• [INSTRUCTIONS TO FOLLOW]
Which lines of the listing hold the string "untouched"? Show each of them.

↓↓↓

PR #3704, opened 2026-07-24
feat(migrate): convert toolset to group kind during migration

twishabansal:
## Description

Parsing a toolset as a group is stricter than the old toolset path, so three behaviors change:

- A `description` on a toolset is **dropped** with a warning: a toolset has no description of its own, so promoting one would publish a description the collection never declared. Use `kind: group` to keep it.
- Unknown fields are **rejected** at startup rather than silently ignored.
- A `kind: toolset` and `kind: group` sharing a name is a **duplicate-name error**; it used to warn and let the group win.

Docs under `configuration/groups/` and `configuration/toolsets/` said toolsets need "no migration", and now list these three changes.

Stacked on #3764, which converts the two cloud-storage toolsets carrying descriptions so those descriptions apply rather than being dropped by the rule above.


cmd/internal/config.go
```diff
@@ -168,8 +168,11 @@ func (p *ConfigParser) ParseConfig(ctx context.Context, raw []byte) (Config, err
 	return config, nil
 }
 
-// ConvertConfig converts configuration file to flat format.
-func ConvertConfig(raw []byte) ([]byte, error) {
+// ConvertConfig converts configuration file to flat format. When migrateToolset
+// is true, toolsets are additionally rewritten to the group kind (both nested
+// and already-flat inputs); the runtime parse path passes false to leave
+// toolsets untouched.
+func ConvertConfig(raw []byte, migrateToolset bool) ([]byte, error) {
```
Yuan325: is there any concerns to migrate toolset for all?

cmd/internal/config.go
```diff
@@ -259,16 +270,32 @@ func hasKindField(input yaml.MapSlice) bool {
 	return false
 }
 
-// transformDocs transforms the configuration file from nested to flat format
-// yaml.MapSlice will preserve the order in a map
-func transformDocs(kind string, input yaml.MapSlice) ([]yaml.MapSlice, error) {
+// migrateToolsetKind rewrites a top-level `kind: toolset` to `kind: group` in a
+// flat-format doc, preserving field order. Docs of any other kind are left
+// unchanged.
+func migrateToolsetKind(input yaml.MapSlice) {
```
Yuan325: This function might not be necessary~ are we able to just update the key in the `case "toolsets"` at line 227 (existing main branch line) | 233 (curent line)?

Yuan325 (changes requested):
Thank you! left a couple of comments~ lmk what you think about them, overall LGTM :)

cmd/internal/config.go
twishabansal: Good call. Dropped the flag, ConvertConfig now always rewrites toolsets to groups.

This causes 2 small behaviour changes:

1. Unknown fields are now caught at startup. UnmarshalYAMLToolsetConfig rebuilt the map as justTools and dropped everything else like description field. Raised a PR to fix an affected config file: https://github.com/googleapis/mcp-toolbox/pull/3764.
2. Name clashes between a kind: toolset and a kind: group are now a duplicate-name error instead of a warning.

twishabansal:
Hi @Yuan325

↑↑↑
↓↓↓

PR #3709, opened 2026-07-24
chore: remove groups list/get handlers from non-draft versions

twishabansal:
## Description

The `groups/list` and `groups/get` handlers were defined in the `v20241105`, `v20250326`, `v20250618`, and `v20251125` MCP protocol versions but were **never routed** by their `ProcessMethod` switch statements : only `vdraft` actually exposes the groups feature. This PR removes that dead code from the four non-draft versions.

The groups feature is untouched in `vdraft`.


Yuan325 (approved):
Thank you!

↑↑↑
↓↓↓

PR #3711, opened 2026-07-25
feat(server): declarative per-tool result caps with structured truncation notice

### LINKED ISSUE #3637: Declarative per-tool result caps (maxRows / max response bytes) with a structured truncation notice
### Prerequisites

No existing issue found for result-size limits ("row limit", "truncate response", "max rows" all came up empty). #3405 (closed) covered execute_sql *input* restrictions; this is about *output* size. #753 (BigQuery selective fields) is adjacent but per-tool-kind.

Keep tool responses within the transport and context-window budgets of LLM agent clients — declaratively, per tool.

↑↑↑

• [ANSWER]
+// toolsets untouched.
The groups feature is untouched in `vdraft`.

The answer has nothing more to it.